### Task to carry out
I need only the number of lines in this data that contain the string "return".

### Exercise input
::::

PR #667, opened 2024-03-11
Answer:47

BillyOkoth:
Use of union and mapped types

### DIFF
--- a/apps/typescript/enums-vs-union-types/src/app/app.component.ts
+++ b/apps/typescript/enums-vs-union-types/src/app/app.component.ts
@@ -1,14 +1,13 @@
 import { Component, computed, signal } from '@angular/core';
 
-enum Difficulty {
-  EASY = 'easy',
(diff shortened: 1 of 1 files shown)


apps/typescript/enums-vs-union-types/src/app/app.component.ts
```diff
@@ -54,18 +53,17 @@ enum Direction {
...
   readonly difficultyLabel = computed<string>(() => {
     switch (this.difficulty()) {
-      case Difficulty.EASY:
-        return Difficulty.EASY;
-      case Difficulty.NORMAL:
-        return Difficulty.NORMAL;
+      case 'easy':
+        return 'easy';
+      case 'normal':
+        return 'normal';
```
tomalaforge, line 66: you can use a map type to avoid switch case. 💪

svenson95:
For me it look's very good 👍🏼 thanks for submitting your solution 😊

::::

### Exercise output
4